ISLAMABAD, Dec 23: The government has decided to convert Rs80 billion debt of Karachi Electric Supply Corporation into the federal government equity.

This is part of financial restructuring of KESC “that is to be done mainly by carrying out a debt for equity swap of Rs70-80 billion” and would allow the federal government to own 99 per cent of KESC shares.

The federal cabinet would give its formal approval later this week, a senior official of the privatization ministry told Dawn. The summary on the subject has already been approved by the board of the Privatization Commission, the official said.

Once the government becomes 99 per cent owner of the KESC, it will offer 74 per cent shares for privatization. And when this process is completed and the KESC is turned around, the government would sell its remaining 25 per cent stake through a public offering.

According to the summary, this equity swap would be followed by a petition to the Sindh High Court to write down capital by about Rs50 billion to eliminate the negative equity of KESC. This would enable the utility to issue dividends once it becomes profitable.

As much as Rs40 billion worth of debt guaranteed by the federal government would be converted into the government bonds immediately. The further swap of remaining debt would be completed at the time of privatization. In the meantime, budgetary allocation would be made in the next year’s budget (2002-03) to support this swap.

A transitional regulatory framework for KESC would also be approved that involved “inter alia, multi-year formalae for tariffs, cost pass through rules for certain items and progressive reduction in cross-subsidies” to address bona fide investor concerns on risk.

“This framework would be congruent with the National Electric Power Regulatory Authority (Nepra) policies and would be subjected to regulation by Nepra going forward. Moreover, it could serve as a template for future privatization,” said the summary.
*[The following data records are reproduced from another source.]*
PR #46, opened 2020-01-22
Better restric git restore file options

harogaston:
Limit the files suggested after --staged and --worktree flags

### DIFF
--- a/Completion/Unix/Command/_git
+++ b/Completion/Unix/Command/_git
@@ -1567,14 +1567,17 @@ _git-restore() {
 
   case $state in
     pathspecs)
-      if [[ -z ${opt_args[(I)-S|--staged]} ]]
+      integer opt_S opt_W
+      [[ -n ${opt_args[(I)-S|--staged]} ]] && opt_S=1
+      [[ -n ${opt_args[(I)-W|--worktree]} ]] && opt_W=1
+      if (( opt_S && opt_W ))
       then
-        __git_ignore_line __git_changed-in-working-tree_files
-      elif [[ -z ${opt_args[(I)-W|--worktree]} ]]
+        __git_ignore_line __git_changed_files && ret=0
+      elif (( opt_S ))
       then
-        __git_ignore_line __git_changed-in-index_files
+        __git_ignore_line __git_changed-in-index_files && ret=0
       else
-        __git_ignore_line __git_tree_files ${PREFIX:-.} ${(Qv)opt_args[(i)-s|--source]:-HEAD} && ret=0
+        __git_ignore_line __git_changed-in-working-tree_files && ret=0
       fi
     ;;
     sources)
--- a/Completion/Unix/Command/_git
+++ b/Completion/Unix/Command/_git
@@ -1567,18 +1567,14 @@ _git-restore() {
 
   case $state in
     pathspecs)
-      if [[ -z ${opt_args[(I)-s|--source|-S|--staged]} ]] &&
-	# use index as a default base unless -S is specified
-	__git_ignore_line __git_changed-in-working-tree_files
+      if [[ -z ${opt_args[(I)-S|--staged]} ]]
       then
-	ret=0
-      elif [[ -z ${opt_args[(I)-s|--source|-W|--worktree]} ]] &&
-	# use index as a default base unless -S is specified
-	__git_ignore_line __git_changed-in-index_files
+        __git_ignore_line __git_changed-in-working-tree_files
+      elif [[ -z ${opt_args[(I)-W|--worktree]} ]]
       then
-	ret=0
+        __git_ignore_line __git_changed-in-index_files
       else
-	__git_ignore_line __git_tree_files ${PREFIX:-.} ${(Qv)opt_args[(i)-s|--source]:-HEAD} && ret=0
+        __git_ignore_line __git_tree_files ${PREFIX:-.} ${(Qv)opt_args[(i)-s|--source]:-HEAD} && ret=0
       fi
     ;;
     sources)
--- a/Completion/Unix/Command/_git
+++ b/Completion/Unix/Command/_git
@@ -1569,7 +1569,12 @@ _git-restore() {
     pathspecs)
       if [[ -z ${opt_args[(I)-s|--source|-S|--staged]} ]] &&
 	# use index as a default base unless -S is specified
-	__git_ignore_line __git_modified_files
+	__git_ignore_line __git_changed-in-working-tree_files
+      then
+	ret=0
+      elif [[ -z ${opt_args[(I)-s|--source|-W|--worktree]} ]] &&
+	# use index as a default base unless -S is specified
+	__git_ignore_line __git_changed-in-index_files
       then
 	ret=0
       else
--- a/Completion/Unix/Command/_git
+++ b/Completion/Unix/Command/_git
@@ -1548,7 +1548,7 @@ _git-restore() {
   local -A opt_args
 
   _arguments -C -s -S $endopt \
-    '(-s --source)'{-s,--source}'[specify which tree-ish to checkout from]:source tree:->sources' \
+    '(-s --source)'{-s,--source=}'[specify which tree-ish to checkout from]:source tree:->sources' \
     '(-S --staged)'{-S,--staged}'[restore the index]' \
     '(-W --worktree)'{-W,--worktree}'[restore the working tree (default)]' \
     '--ignore-unmerged[ignore unmerged entries]' \


danielshahaf:
Sorry, too swamped to review this currently.  I'll add it to my list, but please someone beat me to it.

harogaston:
For a git repo with the following status:

```
~/T/fake-repo ‹master*› $ git ss                                                                                                                    
On branch master
Changes to be committed:
  (use "git restore --staged <file>..." to unstage)
        modified:   staged-file

Changes not staged for commit:
  (use "git add <file>..." to update what will be committed)
  (use "git restore <file>..." to discard changes in working directory)
        modified:   modified-file

Untracked files:
  (use "git add <file>..." to include in what will be committed)
        new-file
```

the command will behave like:

```
$> git restore <TAB>
modified-file

$> git restore -S|--staged <TAB>
staged-file

$> git restore -W|--worktree <TAB>
modified-file

$> git restore -W|--worktree -S|--staged <TAB>
modified-file staged-file

$> git restore -W|--worktree -S|--staged modified-file <TAB>
staged-file

$> git restore -W|--worktree -S|--staged staged-file -s|--source <TAB>
HEAD    master
87ae776  -- [HEAD]    Initial commit (2 hours ago)
```

Completion/Unix/Command/_git
```diff
@@ -1567,13 +1567,14 @@ _git-restore() {
...
-      if [[ -z ${opt_args[(I)-s|--source|-S|--staged]} ]] &&
-	# use index as a default base unless -S is specified
-	__git_ignore_line __git_modified_files
+      if [[ -z ${opt_args[(I)-S|--staged]} ]]
       then
-	ret=0
+        __git_ignore_line __git_changed-in-working-tree_files
+      elif [[ -z ${opt_args[(I)-W|--worktree]} ]]
+      then
+        __git_ignore_line __git_changed-in-index_files
```
danielshahaf: Finally got back to this.  Sorry for the long delay.

I'm reviewing this against git-restore(1) from git 1:2.25.1-1 (Debian package) and have a few concerns:

1. The man page says the command is experimental and its behaviour may change.  This would seem to imply that the command's current behaviour is not guaranteed to be forward compatible with its future behaviour.  How should `_git-restore` handle this?  Perhaps it should default to doing nothing unless the user has opted in to completing experimental commands?  (The opt in will likely take the form of a zstyle setting.)

    This is not a regression, however, and as such not a blocker.

2. The `if` and `elif` branch should have `&& ret=0` appended to them.

3. It's possible to specify both -S and -W.  In that case, I assume that files modified _either_ in the index or in the worktree should be offered.  I think `__git_changed_files` will be the right function to use in this case.

Putting this all together, I think the following would be better:

    if --staged and --worktree:
        __git_ignore_line __git_changed_files && ret=0
    elif --staged:
        __git_ignore_line __git_changed-in-index_files && ret=0
    elif --worktree:
        __git_ignore_line __git_changed-in-working-tree_files && ret=0
    else:
        __git_ignore_line __git_tree_files ${PREFIX:-.} ${(Qv)opt_args[(i)-s|--source]:-HEAD} && ret=0

WDYT?

Apologies again for the delay.

danielshahaf:
Hello again @harogaston, could you test the following and confirm it offers everything it should offer?  It's your patch plus the above review points.  Thanks!

```diff
diff --git a/Completion/Unix/Command/_git b/Completion/Unix/Command/_git
index 9a44ddbbe..78ebdc5d7 100644
--- a/Completion/Unix/Command/_git
+++ b/Completion/Unix/Command/_git
@@ -1567,13 +1567,20 @@ _git-restore() {
 
   case $state in
     pathspecs)
-      if [[ -z ${opt_args[(I)-s|--source|-S|--staged]} ]] &&
-	# use index as a default base unless -S is specified
-	__git_ignore_line __git_modified_files
+      integer opt_S opt_W
+      [[ -z ${opt_args[(I)-S|--staged]} ]] && opt_S=1
+      [[ -z ${opt_args[(I)-W|--worktree]} ]] && opt_W=1
+      if (( opt_S && opt_W ))
       then
-	ret=0
+        __git_ignore_line __git_changed_files && ret=0
+      elif (( opt_S )) 
+      then
+        __git_ignore_line __git_changed-in-working-tree_files && ret=0
+      elif (( opt_W ))
+      then
+        __git_ignore_line __git_changed-in-index_files && ret=0
       else
-	__git_ignore_line __git_tree_files ${PREFIX:-.} ${(Qv)opt_args[(i)-s|--source]:-HEAD} && ret=0
+        __git_ignore_line __git_tree_files ${PREFIX:-.} ${(Qv)opt_args[(i)-s|--source]:-HEAD} && ret=0
       fi
     ;;
     sources)
```

harogaston:
Hi @danielshahaf sure, let me try that. I'm no expert on zsh scripting so take my contribution with a pinch of salt. I didn't know about the `ret=0` for example.
Sorry had a busy week.

danielshahaf:
> Hi @danielshahaf sure, let me try that. I'm no expert on zsh scripting so take my contribution with a pinch of salt. I didn't know about the `ret=0` for example.
> Sorry had a busy week.
> 

No worries, whenever you get around to it is fine.  The ret=0 isn't a generic zsh scripting thing; it's a completion system idiom, because completion functions are supposed to return non-zero if they didn't add matches.

harogaston:
Well I tried that, thank you for making that code a lot more readable. I took your ideas but made some modifications. Some things that didn't work for me which I fixed were:

- `git restore <tab>` was giving all modified files (staged and working tree) but should only be suggesting modified working tree files. You can even do a `git restore a-staged.file` and check that it does nothing. I take it that that is the correct behavior from the [documentation](https://git-scm.com/docs/git-restore#Documentation/git-restore.txt---staged):
> Specify the restore location. If neither option is specified, by default the working tree is restored. Specifying --staged will only restore the index. Specifying both restores both.

- `git restore -S -W` was giving all tree files but should only be suggesting modified files (staged and worktree) instead
- `git restore -S` and `git restore -T` were ok

```diff
diff --git a/home/gaston/Downloads/_git b/usr/share/zsh/functions/Completion/Unix/_git
index dc9c331357..ab4cfca32a 100644
--- a/usr/share/zsh/functions/Completion/Unix/_git
+++ b/usr/share/zsh/functions/Completion/Unix/_git
@@ -1567,14 +1567,17 @@ _git-restore() {

   case $state in
     pathspecs)
-      if [[ -z ${opt_args[(I)-S|--staged]} ]]
+      integer opt_S opt_W
+      [[ -n ${opt_args[(I)-S|--staged]} ]] && opt_S=1
+      [[ -n ${opt_args[(I)-W|--worktree]} ]] && opt_W=1
+      if (( opt_S && opt_W ))
       then
-        __git_ignore_line __git_changed-in-working-tree_files
-      elif [[ -z ${opt_args[(I)-W|--worktree]} ]]
+        __git_ignore_line __git_changed_files && ret=0
+      elif (( opt_S ))
       then
-        __git_ignore_line __git_changed-in-index_files
+        __git_ignore_line __git_changed-in-index_files && ret=0
       else
-        __git_ignore_line __git_tree_files ${PREFIX:-.} ${(Qv)opt_args[(i)-s|--source]:-HEAD} && ret=0
+        __git_ignore_line __git_changed-in-working-tree_files && ret=0
       fi
     ;;
     sources)
```

danielshahaf:
Thanks for the revision.  I've tested it using `git restore -p` and:

- `git restore <TAB>`, `git restore -S <TAB>`, and `git restore -W <TAB>` offer exactly what they should: no more, no less.

- `git restore -SW <TAB>` offers everything it should offer, and additionally offers files that differ between HEAD and index but don't differ between index and worktree.  This is not a blocker, though: it's better to complete too much than too little.

    Furthermore, `git restore -SWp` actually prompted me for hunks to restore, even though the man page says —

    > When both --staged and --worktree are specified, --source must also be specified

    — which implies that `git restore -SWp` should have been a syntax error.  It seems the man page is out of date?

- However, the patch seems to have dropped support for completing files from _another_ tree after `git restore --source=$tree`, hasn't it?  Could/Shouldn't that be re-added?  There's a `__git_treeish-to-index_files` helper that could be used here (and we can add new helpers if needed).

Cheers!

harogaston:
Great. I hadn't tried `-p` so that is good job. I will have a look at your last point. Thank you! 
I'll get back to you as soon as I can.

danielshahaf:
Looking forward to it. I'd mainly like to endure we don't introduce regressions by accident. Cheers!

Excuse brevity (touch keyboard).

harogaston:
I don't know if I understood correctly what you said about "`git restore --source=$tree` dropping support for completing files from another tree" But if I did the only thing missing was the `=` sign, I have been testing with `--sources <treeish_ref>` so I didn't notice, but the documentation has the `=` sign although it work both ways in practice.

If I got you right then here's the patch. If not please let me know! 
Cheers

danielshahaf:
Thanks for adding that `=` sign.  So long as you're there, should `{-s,…}` be changed to `{-s+,…}` as well?  That will affect the argument to the short option: it'll allow completing `-s<TAB>` without a space, in addition to `-s <TAB>` with a space.

However, that's not quite what I meant with my comment.  The code in master runs `__git_tree_files ${PREFIX:-.} ${(Qv)opt_args[(i)-s|--source]:-HEAD}`, which offers files from the tree that's the argument to the `--source` option: after `git restore -s foo <TAB>` it interprets `foo` as a treeish and completes files in that.  Your patch seems to remove this handling, doesn't it?

Does this amount to regression in completing filenames when `--source` is passed?

To be clear, I am _not_ asking you to add support for `--source` in combination with `-S` and/or `-W`; I am simply asking whether there is a use-case that already works in master, but will stop working if this PR is merged as it is.  If so, it would be nice to fix _that_ use-case, if feasible.

It's possible that the code in master completes the wrong subset of files when `--source` is specified, in which case there's no regression in the first place; or that there _is_ a regression, but the cost of reimplementing support for the (presumably comparatively rare) case that `--source` is passed outweighs the benefit of correctly supporting `-S` and `-W` in the (presumably more common) case that `--source` isn't passed; etc..  I'd like to know where we stand.

FWIW, if I weren't concerned about a potential regression, I'd have merged the patch as it is, notwithstanding that one case where it offers more files than it should.

harogaston:
Sure, I don't want this to be a regression in any form either. 

Just to be sure we are on the same page. You say that the treeish object specified in `--source` should limit the `<pathspec>` to only valid paths existing under that treeish object?

If that is the case I think I can restore that behavior, I just tried. But I don't think that would be the correct behavior, the pathspec is a way to limit the scope of the operation so it should be taken possibly from the actual working tree.

I apologize for taking so much of your time already.

danielshahaf:
> Just to be sure we are on the same page. You say that the treeish object specified in `--source` should limit the `<pathspec>` to only valid paths existing under that treeish object?
> 

Almost.  I am saying that's what the code in master does.  I consider code already committed to be "innocent until proven guilty" — i.e., I presume it correct until and unless that's disproven.

> If that is the case I think I can restore that behavior, I just tried. But I don't think that would be the correct behavior, the pathspec is a way to limit the scope of the operation so it should be taken possibly from the actual working tree.

Well, let's see:

```
% git log --all --name-status --oneline --decorate --graph 
* 7057520 (topic) add topic
| A     topic
| * bce1f62 (HEAD -> master) add master
|/  
|   A   master
* c9c8303 add iota
  A     iota
% git restore -ps topic                                    
diff --git b/master a/master
index e69de29..0000000
deleted file mode 100644
(1/1) Apply deletion to worktree [y,n,q,a,d,?]? n

diff --git b/topic a/topic
new file mode 100644
index 0000000..e69de29

% 
```

A file that's present in the index and worktree but not in the --source tree was prompted for.

A file that's present in the --source tree but neither in the index nor in the worktree wasn't prompted for.

Therefore, it seems you are correct, and files should be completed from the worktree or index, not from the --source tree.  Therefore, there is no regression in the first place, and the patch should be merged as-is.

@okapia, the `__git_tree_files … ${(Qv)opt_args[(i)-s|--source]:-HEAD}` call was added by you; let us know if we missed anything.

> I apologize for taking so much of your time already.

Don't apologize.  Reviewing pull requests is a good way to spend my time.  I hope we'll see more from you :-)

I'll merge the PR… well, I guess I'll go ahead and merge it now, since @okapia had already been Cc'd to this PR.  Oliver, if you notice any bug here, let us know (even if it's after the merge).

danielshahaf:
Merged in f306221674af05422c9fd60410f2ab054e123255 and a6610c4a17637cde780f9088273929071b742ef8.  (I squashed the commits and tweaked the log messages.)  Thanks a lot!

harogaston:
That's great. Nice you poked @okapia in case we missed something.
I'll be at reach if anything goes high wire.

Cheers @danielshahaf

The Monopolies and Restrictive Trade Practices (Control and Prevention) Ordinance would also be amended to ensure that KESC that will remain a monopoly regulated by Nepra, is not confronting the law.

The plan calls for the government assurances in areas like “resolution of disputed accounts with the federal and state governments and commitment to timely settlement going forward”. This would include the assurance for the ability of the new buyer to disconnect those who fail to pay their bills and “for the GOP guarantees on the payment of bills by institutions where safety or security concerns may preclude disconnection”.

A guarantee would also be provided for smooth and managed transition from the army-led management to the new management over a period of around three years during which the police and the armed forces personnel would remain attached with the utility.

The summary said that these measures were necessary because the quality of service and tariff levels were constraining economic growth in Karachi and causing hardships to households and business.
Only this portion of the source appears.